The defining principle is digital linking: data must flow from your records to HMRC without manual re-typing that could introduce errors. You do not have to scan every receipt, but the transaction details must live in your digital records and be kept up to date through the year. In practice this nudges everyone towards continuous bookkeeping.
The New Points-Based Penalties
MTD ITSA uses a points-based penalty system for late submissions. Each late quarterly update or final declaration earns a penalty point. Once you accumulate points up to a set threshold (which depends on your submission frequency), a fixed financial penalty applies, and each further late submission triggers another penalty. Points expire after a sustained period of compliance.
Late payment of tax is dealt with separately, with penalties that increase the longer the tax remains unpaid, plus interest on the outstanding amount. The points approach is designed to be more proportionate than the old automatic fines — an occasional slip does not immediately cost money, but persistent lateness does.
The £30,000 Threshold from April 2027
From April 2027, MTD ITSA extends to self-employed people and landlords whose combined gross income exceeds £30,000. The requirements are identical: digital records, quarterly updates and a final declaration.

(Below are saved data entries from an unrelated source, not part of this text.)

PR #839, opened 2026-07-22
338 - log and reliably (re)register Notificatie API abonnementen on plugin config changes

maarten-ritense:
### Describe the changes
Link to the related Github issue: generiekzaakafhandelcomponent/gzac-issues#338

**Notificatie API subscriptions were created/updated/deleted silently, and not always reliably.**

If your income sits between £30,000 and £50,000, you have a year's grace — but it is wise to adopt digital record-keeping during 2026/27 so the change is seamless when it lands. Further reductions to the threshold are expected in later years, so MTD ITSA will eventually reach the majority of sole traders and landlords.
Exemptions
Some people can be exempt. The main route is digital exclusion — where it is not reasonably practicable to use the software because of age, disability, remoteness of location or religious grounds. Certain trustees, personal representatives and other specific groups are also outside the scope.
You must apply to HMRC for an exemption; you are not automatically exempt simply because you find software difficult. Until an exemption is granted, you should plan to comply in full.
How to Prepare: 5 Steps
- Check your scope: add together gross self-employment and property income; if over £50,000, you are in from April 2026 (£30,000 from April 2027).
- Choose software: pick HMRC-recognised MTD-compatible software, or bridging software for your spreadsheet, and set up your income sources.
- Keep digital records: record income and expenses digitally as they happen, from the start of the tax year.
- Submit quarterly: send each quarterly update through your software on the standard deadlines.
- Final declaration: after the year-end, finalise figures, add other income and reliefs, and submit the final declaration.